A method performed by a computing system is also described herein. The method includes: generating a plurality of globally-unique values comprising a first globally-unique value, second globally-unique value, and a third globally-unique value; storing the plurality of globally-unique values in a database of the computing system, each of the plurality of globally-unique values also being physically implemented as a machine-readable format; associating, in the database, the first globally-unique value with the second globally-unique value and the third globally-unique value; receiving, via a network, one of the plurality of globally-unique values from an application executing on a computing device that reads the one of the plurality of globally-unique values from the physically-implemented machine-readable format; designating the second globally-unique value associated with the globally-unique value as a first secure key for the application; and designating the third globally-unique value associated with the globally-unique value as a buffer key for the application.

In an implementation of the method, each of the plurality of globally-unique values are randomly-generated values.

In an implementation of the method, the randomly-generated values are generated by a quantum random number generator.

In an implementation of the method, the method further comprises: generating a first encoded key based on at least the buffer key; generating a second secure key; sending to the application, via the network, the second secure key encrypted using the first encoded key; bit shuffling the buffer key based on an unencrypted version of the second secure key; generating a third secure key; generating a second encoded key based on the bit-shuffled buffer key and the third secure key; generating a fourth secure key; and sending to the application, via the network, the fourth secure key encrypted using the second encoded key.

In an implementation of the method, generating a second encoded key comprises: performing a bit-wise XOR operation on the bit-shuffled buffer key and the third secure key.

A system is further described herein. The system includes: at least one processor circuit; and at least one memory stores program code that, when executed by the at least one processor circuit, perform operations, the operations comprising: generating a plurality of globally-unique values comprising a first globally-unique value, second globally-unique value, and a third globally-unique value; storing the plurality of globally-unique values in a database of the computing system, each of the plurality of globally-unique values also being physically implemented as a machine-readable format; associating, in the database, the first globally-unique value with the second globally-unique value and the third globally-unique value; receiving, via a network, one of the plurality of globally-unique values from an application executing on a computing device that reads the one of the plurality of globally-unique values from the physically-implemented machine-readable format; designating the second globally-unique value associated with the globally-unique value as a first secure key for the application; and designating the third globally-unique value associated with the globally-unique value as a buffer key for the application.
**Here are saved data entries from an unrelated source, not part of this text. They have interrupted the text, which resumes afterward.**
PR #490, opened 2019-07-01
Prefix invalid hostnames as service names

SammyK:
### Description

The Agent [expects tags](https://github.com/DataDog/datadog-agent/blob/5da007b59095381240223f59b29916207c553c39/pkg/trace/api/normalizer.go#L296-L317) to begin with a nonnumeric unicode character. With the `DD_TRACE_HTTP_CLIENT_SPLIT_BY_DOMAIN=true` feature added in #459, service names (sent to the Agent via a tag) can begin with a number (IP addresses & hostnames that begin with a number).

For example, making a request to `2guysaroundtheworld.com` with `DD_TRACE_HTTP_CLIENT_SPLIT_BY_DOMAIN=true` results in an incorrect service name in the UI:

Screen Shot 2019-07-01 at 10 04 17 AM

~~This PR ensures that any hostname that begins with a number will be prefixed with a valid tag character, `:`. So the previous example becomes:~~ After some discussion, all hostnames are now automatically prefixed with `host-`.

Screen Shot 2019-07-01 at 10 04 55 AM

Service names that consist of IP addresses [are ignored by the Agent](https://github.com/DataDog/datadog-agent/blob/5da007b59095381240223f59b29916207c553c39/pkg/trace/api/normalizer.go#L336-L338) so the traces only appear in the UI as a partial trace or no trace at all. This PR ensures that service names that are IP addresses are prefixed with a valid character.

Screen Shot 2019-07-01 at 10 05 48 AM

### Readiness checklist

### DIFF
--- a/CHANGELOG.md
+++ b/CHANGELOG.md
@@ -8,7 +8,7 @@ All notable changes to this project will be documented in this file - [read more
 - Edge case where the extension version and userland version can get out of sync #488
 
 ### Changed
-- Prefix invalid hostnames as service names with `:` #490
+- Prefix hostnames as service names with `host-` to ensure compatibility with the Agent #490
 
 ## [0.28.1]
 
--- a/CHANGELOG.md
+++ b/CHANGELOG.md
@@ -7,6 +7,9 @@ All notable changes to this project will be documented in this file - [read more
 ### Fixed
 - Edge case where the extension version and userland version can get out of sync #488
 
+### Changed
+- Prefix invalid hostnames as service names with `:` #490
+
 ## [0.28.1]
 
 ### Fixed
--- a/src/DDTrace/Http/Urls.php
+++ b/src/DDTrace/Http/Urls.php
@@ -60,6 +60,22 @@ class Urls
     }
 
     /**
+     * Metadata keys must start with [a-zA-Z:] so IP addresses,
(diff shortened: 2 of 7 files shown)


SammyK:
This is ready for a CR, but PHP 7.1 & 7.3 web integration tests are failing with:

> The process has been signaled with signal "9".

So it looks like we're hitting a memory limit with CircleCI. 😬

SammyK:
@labbati Nice catch on the metrics names! I'm curious if we should just automatically prepend `host-` to all service names by default; even for valid hostnames. I'm thinking that would keep things consistent across services and make the service map a bit more consistent.

Also, (for a separate PR later) what are your thoughts on offering a bit more sanitization on custom tag/metadata names that ensure that they conform to metric name conventions? :)

labbati:
I am fine with `host-`

brettlangdon:
After talking with Manu the reason we don't allow a starting with a number is because of metrics tagging, the service name gets converted to a metrics tag at some point which is why we have the same restriction.

brettlangdon:
I think a generic prefix could make sense here, `host-`

labbati:
Thanks Brett

SammyK:
Thanks @labbati and @brettlangdon! I've updated the PR to prepend `host-` to all hostnames used as service names. :)

PR #491, opened 2019-07-01
Sandboxing: Append tracing closures

SammyK:
**TL;DR:** Exceptions and errors generated from within a tracing closure are ignored. The original call is forwarded at the C level _before_ and independently of a tracing closure.

### The current issue

When functions and methods are traced with `dd_trace()`, the original call is forwarded from _within_ the tracing closure via `dd_trace_forward_call()`. This prevents us from ignoring any errors raised (often due to invalid argument types) or exceptions thrown from the tracing closures since ignoring errors and exceptions will also bubble down to the original call and change the original call behavior.

Another tradeoff to forwarding the call from within the tracing closure occurs when exceptions are thrown in the original call. In that case, the ddtrace tracing closure appears in the stack trace which is often mistaken as the source of the exception.

### The solution

This PR addresses these issues by forwarding the original call at the C level and then executing the tracing closure _after_ the original call in a sandboxed environment. We now have the following safeguards in place:

1. All exceptions and errors are ignored from tracing closures so that the original call is unaffected.
2. The tracing closure no longer appears in the backtrace of an exception thrown in the original call to reduce confusion when debugging.
3. Tracing closures are not executed when there is an uncaught exception in the original call.
4. The original call remains the first to receive any arguments allowing errors/exceptions to be handled by the original call instead of by the tracing closure.

Spans are also available at the C level now which offers a light-weight alternative to the existing open-close span cycle in userland.

The new API's described below work alongside the existing implementation of `dd_trace()`. This will allow us to migrate integrations one at a time until we can move them all to the new "append tracing closures."

### Tracing Functions

Functions are traced with `dd_trace_function()` and the tracing closure is executed after the original call is forwarded.

```php
<?php

use DDTrace\SpanData;

function addNums($a, $b) {
	$sum = $a + $b;
	printf("%d + %d = %d\n", $a, $b, $sum);
	return $sum;
}

dd_trace_function(
	'addNums',
	function(SpanData $span, $args, $retval) {
		echo "Traced\n";
	}
);

var_dump(addNums(2, 8));
// 2 + 8 = 10
// Traced
// int(10)
```

### Tracing Methods

Methods are traced with `dd_trace_method()` and the tracing closure is executed after the original call is forwarded.

```php
<?php

use DDTrace\SpanData;

class Calc {
	public function addNums($a, $b) {
		$sum = $a + $b;
		printf("%d + %d = %d\n", $a, $b, $sum);
		return $sum;
	}
}

dd_trace_method(
	'Calc', 'addNums',
	function(SpanData $span, $args, $retval) {
		echo "Traced\n";
	}
);

$calc = new Calc();
var_dump($calc->addNums(2, 8));
// 2 + 8 = 10
// Traced
// int(10)
```

### Tracing Closure Arguments

The tracing closure provides three arguments:

```php
function(DDTrace\SpanData $span, array $args, mixed $retval);
```

1. An instance of `DDTrace\SpanData` which is the API to write span information
2. An array of arguments, `$args`, from the original call (similar to [`func_get_args()`](https://www.php.net/func_get_args))
3. The return value, `$retval`, of the original call

#### Arg 1: `DDTrace\SpanData $span`

The `DDTrace\SpanData` instance contains [the same span information that the Agent expects](https://docs.datadoghq.com/api/?lang=python#send-traces). A few exceptions are `trace_id`, `span_id`, `parent_id`, `start`, and `duration` which are set at the C level and not exposed to userland via the `DDTrace\SpanData` object.

> **Note:** The `error` field will be added to the C level in a followup PR that focuses on error handling.

| Property | Type | Description |
| --- | --- | --- |
| `SpanData::$name` | `string` | The span name |
| `SpanData::$resource` | `string` | The resource you are tracing |
| `SpanData::$service` | `string` | The service you are tracing |
| `SpanData::$type` | `string` | _(Optional)_ The type of request which can be set to: **web**, **db**, **cache**, or **custom** |
| `SpanData::$meta` | `string[]` | _(Optional)_ An array of key-value span metadata; keys and values must be strings |
| `SpanData::$metrics` | `float[]` | _(Optional)_ An array of key-value span metrics; keys must be strings and values must be floats |

```php
<?php

use DDTrace\SpanData;

dd_trace_function(
	'mt_rand',
	function(SpanData $span, $args, $retval) {
		$span->name = 'mt_rand';
		$span->resource = 'mt_rand';
		$span->service = 'php';
		// The following are optional
		$span->type = 'web';
		$span->meta = [
			'rand.range' => $args[0] . ' - ' . $args[1],
			'rand.value' => $retval,
		];
		$span->metrics = [
			'_sampling_priority_v1' => 0.9,
		];
	}
);
```

#### Arg 2: `array $args`

The second argument to the tracing closure is an array of the original arguments. One thing to keep in mind: since the tracing closure is executed _after_ the original call, any arguments passed by reference could be a different value when they reach the tracing closure.

```php
<?php

use DDTrace\SpanData;

function argsByRef(&$a) {
	return ++$a;
}

dd_trace_function(
	'argsByRef',
	function(SpanData $span, $args, $retval) {
		var_dump($args);
	}
);

$foo = 10;
var_dump(argsByRef($foo));
// array(1) {
//   [0]=>
//   int(11)
// }
// int(11)
```

When types are declared in the function header, the arguments will be passed to the tracing closure as they were _before_ any type coercion by the type declaration.

```php
<?php

use DDTrace\SpanData;

function typeCoercion(string $a) {
	var_dump($a);
}

dd_trace_function(
	'typeCoercion',
	function(SpanData $span, $args, $retval) {
		var_dump($args[0]);
	}
);

$foo = 10;
typeCoercion($foo);
// string(2) "10"
// int(10)
```

#### Arg 3: `mixed $retval`

The final argument passed to the tracing closure is the return value of the original call. Functions or methods that declare a `void` return type or ones that don't return at all will have a `$retval` of `NULL` in the tracing closure.

```php
<?php

use DDTrace\SpanData;

function message(): void {
	echo "Hello!\n";
}

dd_trace_function(
	'message',
	function(SpanData $span, $args, $retval) {
		echo "Traced\n";
		var_dump($retval);
	}
);

var_dump(message());
// Hello!
// Traced
// NULL
// NULL
```

### Future considerations

We can make the tracing closure an optional parameter by using reasonable defaults on the span:

* `SpanData::$name` -> fully-qualified function or method name: `functionName` or `ClassName::methodName`
* `SpanData::$resource` -> same value as `SpanData::$name` (or fully-qualified function/method name if `SpanData::$name` is custom)
* `SpanData::$service` -> the value of the `DD_SERVICE_NAME` env var

There are two pieces of span information, `type` and `service`, that are usually static and could be exposed to userland by adding two new arguments when registering a tracing closure.

A possible API could look like the following:

```php
dd_trace_function(
	'myFunction',
	NULL, // Tracing closure is optional saving overhead
	'foo-service', // The service name
	DD_TRACE_TYPE_WEB, // One of four supported types
);
```

In the above example, if `foo-service` was not passed, the service would default to `DD_SERVICE_NAME`. If `DD_TRACE_TYPE_WEB` was not passed, no type would be sent to the Agent allowing the the value to default to **custom**.

### Readiness checklist


src/ext/dispatch_compat_php7.c
```diff
@@ -71,7 +71,9 @@ zend_bool ddtrace_dispatch_store(HashTable *lookup, ddtrace_dispatch_t *dispatch
     return zend_hash_update_ptr(lookup, Z_STR(dispatch->function_name), dispatch) != NULL;
 }
 
-void ddtrace_forward_call(zend_execute_data *execute_data, zval *return_value TSRMLS_DC) {
+// This function is used by dd_trace_forward_call() from userland and can be removed
```
pawelchcki: With this sandboxed function will it be possible to inject distributed headers in requests made via e.g. Guzzle ?
```
$client->request('GET', '/foo.js', [
    'headers'        => ['Accept-Encoding' => 'gzip'],
    'decode_content' => false
]);
```

Also what will happen if function parameters are modified during function execution and we will be interested in their initial contents ? 

My point is - its not certain we will be able to remove `dd_trace` soon. So as mentioned in another comment I think its fine to point the relationship to a certain code via function name e.g. 

`ddtrace_wrapper_forward_call_from_userland`. And rename some of the old behavior functions to contain the common root `wrapper`. This way if/when we will remove them - we should be able to easily identify all the dependencies.

tests/ext/dd_trace_method.phpt
```diff
@@ -0,0 +1,174 @@
...
+        echo "Foo::bar()\n";
+        return [
+            'thoughts' => $thoughts,
+            'first' => isset($bar[0]) ? $bar[0] : '(none)',
+            'rand' => mt_rand(42, 999)
+        ];
+    }
+}
+
+var_dump(dd_trace_method('Test', 'testFoo', function (SpanData $span) {
```
pawelchcki: I like the distinction between dd_trace function and method 👍 Its a good change :)

src/ext/ddtrace.c
```diff
@@ -224,10 +283,80 @@ static PHP_FUNCTION(dd_trace) {
         }
     }
 
-    zend_bool rv = ddtrace_trace(class_name, function, callable TSRMLS_CC);
+    zend_bool rv = ddtrace_trace(class_name, function, callable, 0 TSRMLS_CC);
+    RETURN_BOOL(rv);
+}
+
+static PHP_FUNCTION(dd_trace_method) {
```
pawelchcki: I was thinking recently that we don't use Namespaces. Would it make users more happy if we did not "pollute" global namespace ? At very least would it make sense to explicitly define functions in root namespace ?
Its a good opportunity to consider it since we're introduction quite a few new functions .
🤔 `DDTrace/trace_method` vs `dd_trace_method`

pawelchcki: Also what about php 5.3 :duck:`s

src/ext/dispatch.h
```diff
@@ -9,12 +9,13 @@
 
 typedef struct _ddtrace_dispatch_t {
     zval callable, function_name;
+    zend_bool append;  // Remove after removing `dd_trace()`
```
pawelchcki: Bikeshedding comment warning: 
WDYT about calling it something similar  to`postprocess_function_result` -> append looks a bit ambiguous.

src/ext/ddtrace.c
```diff
@@ -540,34 +669,58 @@ static PHP_FUNCTION(dd_trace_internal_fn) {
...
-    RETURN_STR(dd_trace_generate_id());
-#else
-    char buf[20];
-    dd_trace_generate_id(buf);
 #if PHP_VERSION_ID >= 70000
-    RETURN_STRING(buf);
+#define RETURN_SPAN_ID(id_fn)                            \
+    do {                                                 \
+        char buf[20];                                    \
+        php_sprintf(buf, "%" PRIu64, (id_fn)(TSRMLS_C)); \
```
pawelchcki: Its fine in this instance since the id is of known max lenght. But my spidey senses do tingle when not using snprintf with set buffer length.
Also I think we could safely use vanilla (non php) `snprintf/sprintf` here, WDYT ?

src/ext/ddtrace.c
```diff
@@ -540,34 +669,58 @@ static PHP_FUNCTION(dd_trace_internal_fn) {
...
+        RETURN_STRING(buf);                              \
+    } while (0);
 #else
-    RETURN_STRING(buf, 1);
-#endif
+#define RETURN_SPAN_ID(id_fn)                            \
+    do {                                                 \
+        char buf[20];                                    \
+        php_sprintf(buf, "%" PRIu64, (id_fn)(TSRMLS_C)); \
+        RETURN_STRING(buf, 1);                           \
```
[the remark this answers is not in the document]
SammyK: It means to duplicate the string so we can copy it into `return_value`. :)

src/ext/dispatch_compat_php5.c
```diff
@@ -173,7 +175,9 @@ static int get_args(zval *args, zend_execute_data *ex) {
     return 1;
 }
 
-void ddtrace_forward_call(zend_execute_data *execute_data, zval *return_value TSRMLS_DC) {
+// This function is used by dd_trace_forward_call() from userland and can be removed
+// when we remove dd_trace() and dd_trace_forward_call() from userland.
```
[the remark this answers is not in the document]
SammyK: Good idea. I thought renaming it to `ddtrace_forward_call_from_userland()` would help indicate that but if you have a better naming suggestion, I can rename it. :)

src/ext/dispatch_compat_php5.c
```diff
@@ -281,4 +285,87 @@ BOOL_T ddtrace_should_trace_call(zend_execute_data *execute_data, zend_function
 
     return TRUE;
 }
+
+/**
+ * trace.c
```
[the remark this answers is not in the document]
SammyK: Ah! I wanted to ask you about this. Essentially, as we start thinking of how we want to separate the code for each major PHP version, this would be related to the code in **trace.c**. So for example if we had folders this could be put in **php5/trace.c** and **php7/trace.c**.

We probably don't want to figure out how to separate the code for this PR, but perhaps you, me and @morrisonlevi could have a chat about it sometime soon? :)

src/ext/dispatch_compat_php5.c
```diff
@@ -281,4 +285,87 @@ BOOL_T ddtrace_should_trace_call(zend_execute_data *execute_data, zend_function
...
+    }
+    args[1] = &user_args;
+    // Arg 2: mixed $retval
+    args[2] = &user_retval;
+
+    fci.param_count = 3;
+    fci.params = args;
+    fci.retval_ptr_ptr = &retval_ptr;
+    if (zend_call_function(&fci, &fcc TSRMLS_CC) == FAILURE) {
+        // TODO Log error
```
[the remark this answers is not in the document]
SammyK: What would your recommendation be on this one? We have a "one logger to rule them all" in the backlog, but for now, I'm not sure which method I should use here. :)

src/ext/random.c
```diff
@@ -5,24 +5,63 @@
...
 
-#if PHP_VERSION_ID >= 70200
-// zend_strpprintf() wasn't exposed until PHP 7.2
-zend_string *dd_trace_generate_id() { return zend_strpprintf(0, "%llu", generate_id()); }
-#else
-void dd_trace_generate_id(char* buf) { php_sprintf(buf, "%llu", generate_id()); }
-#endif
+uint64_t ddtrace_pop_span_id(TSRMLS_D) {
+    if (DDTRACE_G(span_ids_top) == NULL) {
+        return 0;
```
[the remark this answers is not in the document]
SammyK: Yes, it's used to indicate a root span. Essentially if there's no active span and we get `0` here, we know that the span we're creating is a root span. This is helpful since we don't know if C or PHP has the root span. :)

src/ext/serializer.c
```diff
@@ -171,3 +171,62 @@ int ddtrace_serialize_simple_array(zval *trace, zval *retval TSRMLS_DC) {
...
+
+    ADD_ELEMENT_IF_PROP_TYPE("name", IS_STRING);
+    ADD_ELEMENT_IF_PROP_TYPE("resource", IS_STRING);
+    ADD_ELEMENT_IF_PROP_TYPE("service", IS_STRING);
+    ADD_ELEMENT_IF_PROP_TYPE("type", IS_STRING);
+    ADD_ELEMENT_IF_PROP_TYPE("meta", IS_ARRAY);
+    ADD_ELEMENT_IF_PROP_TYPE("metrics", IS_ARRAY);
+
+    if (span->exception) {
+        // TODO Serialize exception
```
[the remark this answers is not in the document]
SammyK: This is part of @morrisonlevi's PR :)

src/ext/trace.c
```diff
@@ -0,0 +1,101 @@
...
+        EG(error_reporting) = orig_error_reporting;
+        // If the tracing closure threw an exception, ignore it to not impact the original call
+        if (EG(exception)) {
+            // TODO Log the exception
+            zend_clear_exception(TSRMLS_C);
+        }
+    }
+
+#if PHP_VERSION_ID < 50500
+    (void)opline;  // TODO Make work on PHP 5.4
```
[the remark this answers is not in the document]
SammyK: This is part of @morrisonlevi's `zend_execute_internal()` PR :)

src/ext/ddtrace.c
```diff
@@ -56,6 +73,42 @@ ZEND_END_ARG_INFO()
...
+    zend_class_entry ce_span_data;
+    INIT_NS_CLASS_ENTRY(ce_span_data, "DDTrace", "SpanData", NULL);
+#if PHP_VERSION_ID < 70000
+    ddtrace_ce_span_data = zend_register_internal_class_ex(&ce_span_data, NULL, NULL TSRMLS_CC);
+#else
+    ddtrace_ce_span_data = zend_register_internal_class_ex(&ce_span_data, NULL);
+#endif
+
+    // TODO Add the rest of these
+    // TODO Generate from array of meta keys
```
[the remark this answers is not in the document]
SammyK: Since the class constants aren't used at all, I'm going to remove them for now. We can add them in a PR down the road if we want to. :)

src/ext/ddtrace.c
```diff
@@ -56,6 +73,42 @@ ZEND_END_ARG_INFO()
...
+static void register_span_data_ce(TSRMLS_D) {
+    zend_class_entry ce_span_data;
+    INIT_NS_CLASS_ENTRY(ce_span_data, "DDTrace", "SpanData", NULL);
+#if PHP_VERSION_ID < 70000
+    ddtrace_ce_span_data = zend_register_internal_class_ex(&ce_span_data, NULL, NULL TSRMLS_CC);
+#else
+    ddtrace_ce_span_data = zend_register_internal_class_ex(&ce_span_data, NULL);
+#endif
+
+    // TODO Add the rest of these
```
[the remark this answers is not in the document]
SammyK: Same for these constants - I'm going to remove them for now. :)

src/ext/dispatch_compat_php7.c
SammyK: > With this sandboxed function will it be possible to inject distributed headers in requests made via e.g. Guzzle ?

The sandboxed closures won't allow us to inject headers, but since Guzzle uses curl under the hood, we can provide a C-level function handler override for `curl_exec` to inject any headers.

> Also what will happen if function parameters are modified during function execution and we will be interested in their initial contents ?

Args passed by reference will be in their post-modified state in the tracing closure. Args passed by value will be in the original state before any type coercion. (See the PR description under the **Arg 2: array $args** header.)

> And rename some of the old behavior functions to contain the common root wrapper. This way if/when we will remove them - we should be able to easily identify all the dependencies.

I like it! :)

src/ext/ddtrace.c
SammyK: I'm totally down for using namespaces. :) I would prefer we update all the API's at once if we're going to do it vs having some functions under the `DDTrace/` namespace and others with a `dd_trace_` prefix. But I'm totally +1 on the namespace idea for a future PR. :)

src/ext/dispatch.h
SammyK: 🤔 I like disambiguating things. 💛 What about `run_as_postprocess`? Or some other suggestion? :)

src/ext/ddtrace.c
SammyK: 🕷 👍 😆

src/ext/span.c
```diff
@@ -0,0 +1,94 @@
...
+    object_init_ex(stack->span_data, ddtrace_ce_span_data);
+
+    // Peek at the active span ID before we push a new one onto the stack
+    stack->parent_id = ddtrace_peek_span_id(TSRMLS_C);
+    stack->span_id = ddtrace_push_span_id(TSRMLS_C);
+    // Set the trace_id last so we have ID's on the stack
+    stack->trace_id = DDTRACE_G(root_span_id);
+    stack->duration = 0;
+    stack->exception = NULL;
+    stack->start = _get_nanoseconds();
```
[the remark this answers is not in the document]
SammyK: Wow! Nice catch! 🔝 If you don't mind checking the refactored version to make sure all is well. 😸

src/ext/dispatch_compat_php5.c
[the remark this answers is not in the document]
pawelchcki: I think logging to ddtrace_log_errf() is ok - which for now  itself is just a wrapper for: php_log_err
those checks fail on complete failure, so it seems ok to log it there.

src/ext/dispatch_compat_php7.c
pawelchcki: >Args passed by reference will be in their post-modified state in the tracing closure. Args passed by value will be in the original state before any type coercion. (See the PR description under the Arg 2: array $args header.)
>The sandboxed closures won't allow us to inject headers, but since Guzzle uses curl under the hood, we can provide a C-level function handler override for curl_exec to inject any headers.

My point is that because of these issues + some unforeseen things, we might not be able to remove dd_trace - not in a foreseeable future anyway.

I'm just pointing that this comment makes some definite statements, that might or might not be true in the future. Its better to have that discussion elsewhere than in source code.

additionally comments are not right place to track items that need doing issues and cards work much better in that regard.

src/ext/ddtrace.c
pawelchcki: Just keep in mind, that we do need to have some backwards compatibilty, since those are publicly accessible functions, and we **can not break the contract** from version to version.

Simply introducing a namespace at this point you would avoid the need to also transition these new functions without declaring them twice during transition period. 
But ok, it was only an optional suggestion.

src/ext/dispatch.h
pawelchcki: `run_as_postprocess` sounds good!

src/ext/trace.c
```diff
@@ -0,0 +1,101 @@
...
+#include "span.h"
+
+/* Move these to a header if dispatch.c still needs it */
+#if PHP_VERSION_ID >= 70100
+#define RETURN_VALUE_USED(opline) ((opline)->result_type != IS_UNUSED)
+#else
+#define RETURN_VALUE_USED(opline) (!((opline)->result_type & EXT_TYPE_UNUSED))
+#endif
+
+/* Why did we redef this? */
```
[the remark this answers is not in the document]
pawelchcki: Just to clarify, if it compiles and runs all tests without this redef, then this redef can be removed: )

src/ext/dispatch_compat_php7.c
SammyK: Very good points! Thanks @pawelchcki! :)

src/ext/trace.c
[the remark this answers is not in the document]
SammyK: I had to add this redef to get it to compile on PHP 5. We'll probably need to dig deeper into refactoring this a bit later. :)

src/ext/random.c
```diff
@@ -5,24 +5,63 @@
...
+        DDTRACE_G(span_ids_top) = stack->next;
+        efree(stack);
+    }
+}
+
+uint64_t ddtrace_push_span_id(TSRMLS_D) {
+    ddtrace_span_ids_t *stack = ecalloc(1, sizeof(ddtrace_span_ids_t));
     // We shift one bit to get 63-bit
-    return (long long)(genrand64_int64() >> 1);
+    stack->id = (uint64_t)(genrand64_int64() >> 1);
```
pawelchcki: Looking at this function again in relation to another previouse comment. Seems to me that we need to reroll or handle the case when genrand64_int64 returns 0. 

Since `0` is handled as a special value elsewhere we need to to at least add 1 or something along the lines of 

```c
id = (uint64_t)((genrand64_int64()-1) >> 1) + 1);
```

To avoid those one in trillion chances of something going wrong :D

SammyK: Brilliant! 🔝

PR #493, opened 2019-07-03
Improve synchronous flushing on PHP vm shutdown

pawelchcki:
### Description

This PR improves flushing on VM shutdown. it reintroduces safe at_exit shutdown hook to run when php vm exits without unloading modules.

And its add function to restart thread after process has been forked.

Additionally new configuration option `DD_TRACE_SHUTDOWN_TIMEOUT` to ensure PHP will shutdown in a controlled manner when data needs to be flushed to the agent on the Process shutdown.

### Readiness checklist


.circleci/config.yml
```diff
@@ -303,6 +303,33 @@ jobs:
...
+      - <<: *STEP_EXPORT_CI_ENV
+      - <<: *STEP_WAIT_AGENT
+      - run: |
+          set -xe
+          curl -q -o hyperfine.tgz -L https://github.com/sharkdp/hyperfine/releases/download/v1.6.0/hyperfine-v1.6.0-x86_64-unknown-linux-musl.tar.gz
+          tar xf hyperfine.tgz --strip-component=1
+          php -m | grep ddtrace
+          sudo rm /usr/local/etc/php/conf.d/ddtrace.ini
+          php -m | grep ddtrace || true
+          ./hyperfine -s basic 'php -m' 'php -m -dextension=ddtrace.so' --min-runs 10000 --export-markdown hyperfine.md
```
SammyK: It would be interesting to see if we could run these with **tests/ext/dd_trace_forward_call_for_functions.phpt** or some other script. And for the second command, we could add `-dddtrace.request_init_hook=<path/to>/bridge/dd_wrap_autoloader.php` to include the `request_init_hook` in the measurement.

This would be an improvement in a separate PR, but I love that you added this! :)

src/DDTrace/Tracer.php
```diff
@@ -406,7 +395,9 @@ public function getTracesAsArray()
             }
 
             $tracesToBeSent[] = $traceToBeSent;
-            unset($this->traces[$traceToBeSent[0]['trace_id']]);
+            if (!(empty($traceToBeSent) || empty($this->traces))) {
```
SammyK: Since `unset()` is a language construct, it will not raise a warning for unset vars so we don't need to check for `empty($this->traces)`. But for the offset, we can check that with `isset()`. :)

```suggestion
            if (isset($traceToBeSent[0]['trace_id'])) {
```

src/ext/coms.c
```diff
@@ -6,13 +6,15 @@
...
 #include "coms.h"
+#include "coms_curl.h"
 #include "env_config.h"
 #include "mpack.h"
 #include "vendor_stdatomic.h"
 
 typedef uint32_t group_id_t;
 
 #define GROUP_ID_PROCESSED (1UL << 31UL)
+#define MEMORY_PRESSURE_LEVEL (0.8)
```
SammyK: Is there a reason why we're going for 80% vs some other percentage? Maybe we could add a comment to clarify? :)

.circleci/config.yml
pawelchcki: Definately agree - lets  expand on this in more PRs!

src/ext/coms.c
pawelchcki: I've made this value configurable, and added comment clarifying the arbitrary nature of it :D

src/ext/coms_curl.c
```diff
@@ -74,135 +97,274 @@ inline static struct timespec deadline_in_ms(uint32_t ms) {
...
-#else  //__clang__
-static struct _writer_loop_data_t global_writer = {.mutex = PTHREAD_MUTEX_INITIALIZER,
-                                                   .condition = PTHREAD_COND_INITIALIZER};
-#endif
+static void (*ptr_at_exit_callback)(void) = 0;
 
-inline static struct _writer_loop_data_t *get_writer() { return &global_writer; }
+static void at_exit_callback() {
+    ddtrace_coms_flush_shutdown_writer_synchronous();
+    fprintf(stderr, "X");
```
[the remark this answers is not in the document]
pawelchcki: Whoops :D removed :) Thanks for spotting it!

src/ext/coms_curl.c
```diff
@@ -74,135 +97,274 @@ inline static struct timespec deadline_in_ms(uint32_t ms) {
...
 
-        curl_easy_setopt(curl, CURLOPT_HTTPHEADER, headers);
-        curl_easy_setopt(curl, CURLOPT_UPLOAD, 1);
-        curl_easy_setopt(curl, CURLOPT_INFILESIZE, 10);
-        curl_easy_setopt(curl, CURLOPT_VERBOSE, 0L);
+        curl_easy_setopt(writer->curl, CURLOPT_READFUNCTION, ddtrace_coms_read_callback);
+        curl_easy_setopt(writer->curl, CURLOPT_WRITEFUNCTION, dummy_write_callback);
+    }
+
+    CURL *curl = writer->curl;
```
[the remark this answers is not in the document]
pawelchcki: Agree! cleaned it up

src/ext/ddtrace.c
```diff
@@ -410,37 +418,15 @@ static PHP_FUNCTION(dd_tracer_circuit_breaker_info) {
...
     }
-    zval *group_id = NULL, *trace_array = NULL;
+    zval *trace_array = NULL;
 
-    if (zend_parse_parameters_ex(ZEND_PARSE_PARAMS_QUIET, ZEND_NUM_ARGS() TSRMLS_CC, "za", &group_id, &trace_array) ==
-            FAILURE ||
-        Z_TYPE_P(group_id) != IS_LONG) {
+    if (zend_parse_parameters_ex(ZEND_PARSE_PARAMS_QUIET, ZEND_NUM_ARGS() TSRMLS_CC, "a", &trace_array) == FAILURE) {
         if (DDTRACE_G(strict_mode)) {
             zend_throw_exception_ex(spl_ce_InvalidArgumentException, 0 TSRMLS_CC, "Expected group id and an array");
```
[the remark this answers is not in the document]
SammyK: Not a big deal, but I think this is the only change missing. :)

In an implementation of the system, each of the plurality of globally-unique values are randomly-generated values.

In an implementation of the system, the randomly-generated values are generated by a quantum random number generator.

While various example embodiments have been described above, it should be understood that they have been presented by way of example only, and not limitation. It will be understood by those skilled in the relevant art(s) that various changes in form and details may be made therein without departing from the spirit and scope of the embodiments as defined in the appended claims. Accordingly, the breadth and scope of the disclosure should not be limited by any of the above-described example embodiments, but should be defined only in accordance with the following claims and their equivalents.